PR #52, opened 2020-12-04
Revert "Specify InputOptions."

otherdaniel:
Reverts WICG/sanitizer-api#50: This should have been squashed pre-merge. Sorry. :)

What you need to do ▸
Please give back the listing in full; each line must match exactly.

Task solution ▸
PR #52, opened 2020-12-04
Revert "Specify InputOptions."

otherdaniel:
Reverts WICG/sanitizer-api#50: This should have been squashed pre-merge. Sorry. :)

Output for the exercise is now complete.